Collected data
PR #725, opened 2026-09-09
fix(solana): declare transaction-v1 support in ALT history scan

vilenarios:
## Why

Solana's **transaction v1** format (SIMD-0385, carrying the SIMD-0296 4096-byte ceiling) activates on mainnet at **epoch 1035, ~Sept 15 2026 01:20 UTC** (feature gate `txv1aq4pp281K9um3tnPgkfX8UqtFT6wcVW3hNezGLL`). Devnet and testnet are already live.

* Assignment *
Respond with the number of lines in the entries that include the string "transaction", and nothing besides.

* Result of the exercise *
2